The gleam in her eyes against streetlamps,
starlight striking her dark wavy hair
like the oceans I speed by at night
already telling me the lifetime of wants
swimming and screaming through the blood.

And even though we live by our reputations,
skins rippling with needs beneath the armor,
I still glassed who she really was
even if she only gave me a moment to see,
it's too kinetic to ever pull away from.

And I never meant to break her heart,
she never meant to hurt me back,
all I remember nights later on was
thunder pounding the road
and my arms weren't around her.

Maybe I remind her of the pain
that she needs to leave behind.

But she'll never cry in front of me,
she'll never tell me that's
the worst thing she could do.

I always meant to find a way to say everything
but I was scared to lose something in the telling.

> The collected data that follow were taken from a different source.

PR #11880, opened 2025-01-07
tray: Only load known-good SONAMEs for libappindicator

smcv:
* tray: Don't try to use GTK 2 versions of libappindicator
    
    We use GTK 3 functions in this file, so we cannot load a libappindicator
    whose SONAME indicates that it is using GTK 2.

* tray: Load GTK and libappindicator by versioned names, except on OpenBSD
    
    We are expecting a specific ABI (we can see that from the declarations
    listed in this file) and the whole point of SONAME versioning is to
    say that the library conforms to a specific ABI. If the SONAME is not
    the one we expect, then calling its functions is likely to crash.
    
    As usual, an exception to this is that OpenBSD does not use SONAME
    versioning.

---

Similar to #10776, but for the new "system tray" code.

### DIFF
--- a/src/tray/unix/SDL_tray.c
+++ b/src/tray/unix/SDL_tray.c
@@ -176,11 +176,8 @@ static void quit_gtk(void)
 const char *appindicator_names[] = {
     "libayatana-appindicator3.so",
     "libayatana-appindicator3.so.1",
-    "libayatana-appindicator.so",
     "libappindicator3.so",
     "libappindicator3.so.1",
-    "libappindicator.so",
-    "libappindicator.so.1",
     NULL
 };
 
--- a/src/tray/unix/SDL_tray.c
+++ b/src/tray/unix/SDL_tray.c
@@ -174,22 +174,31 @@ static void quit_gtk(void)
 }
 
 const char *appindicator_names[] = {
+#ifdef SDL_PLATFORM_OPENBSD
     "libayatana-appindicator3.so",
-    "libayatana-appindicator3.so.1",
     "libappindicator3.so",
+#else
+    "libayatana-appindicator3.so.1",
     "libappindicator3.so.1",
+#endif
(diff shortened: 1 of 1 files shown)


slouken:
Merged, thanks!

Semphriss:
Have you checked that it still works on a few systems? I remember trying on Ubuntu and Fedora (possibly others), and IIRC at least one had a base install with the versioned names (`*.so.*`) and not the flat ones (`*.so`). I know I wouldn't have included the hardcoded version numbers if it wasn't required for one platform.

smcv:
> Have you checked that it still works on a few systems? I remember trying on Ubuntu and Fedora (possibly others), and IIRC at least one had a base install with the names with version numbers (`*.so.*`) and not the flat ones (`*.so`). I know I wouldn't have included the hardcoded version numbers if it wasn't required for one platform.

It's the other way around than what you seem to have thought: to be safe against ABI breaks, we *must* hard-code the ABI version number that corresponds to the ABI that we are expecting to see (the one that has the functions whose types are mentioned in the implementation), and we must never use the unversioned `*.so` at runtime (except on OpenBSD which is unusual).

After this PR, we use the name with a version number (`*.so.*`) on everything except OpenBSD, and we never dlopen `*.so` (except on OpenBSD). The name with a version number is the one that is in runtime library packages and minimal installations.

The unversioned `*.so` is intended for developer use only, in conjunction with the library's C headers, and is usually only shipped in `-dev` packages (Debian/Ubuntu family) or `-devel` packages (Red Hat/Fedora family), although some distros like Arch combine runtime libraries and developer libraries into a single package instead of having that separation.

Semphriss:
> It's the other way around than what you seem to have thought

Oops, my apologies! That's correct. I read `ifndef` instead of `ifdef` :)

Nevermind my comment!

Like her hands clutching my hair
and in all that night heat in the backseat
she broke the crest of clumsy needful kisses,
asking for me to call her by her first name,
the name that no one else is permitted to speak,
I didn't know until then how a seemingly innocuous title
could invoke something so sacred to be held.

Like autumn's first chill pushing her body closer to mine
and I already wish I knew how to tell her
in this beautiful turbulent echochamber
I never knew what this was until it happened,
I finally began to know something
that we may be able to call love.

And I remember thunder on the road,
how she kept me inside far past the shuddering end,
what I remember most is what we didn't say,
like how when I burst and stars filled her eyes.

Our kiss broke and I could taste but not see
her tears and I'll never mention it,
the moment where she was bare in ways
that had nothing to do with parted thighs.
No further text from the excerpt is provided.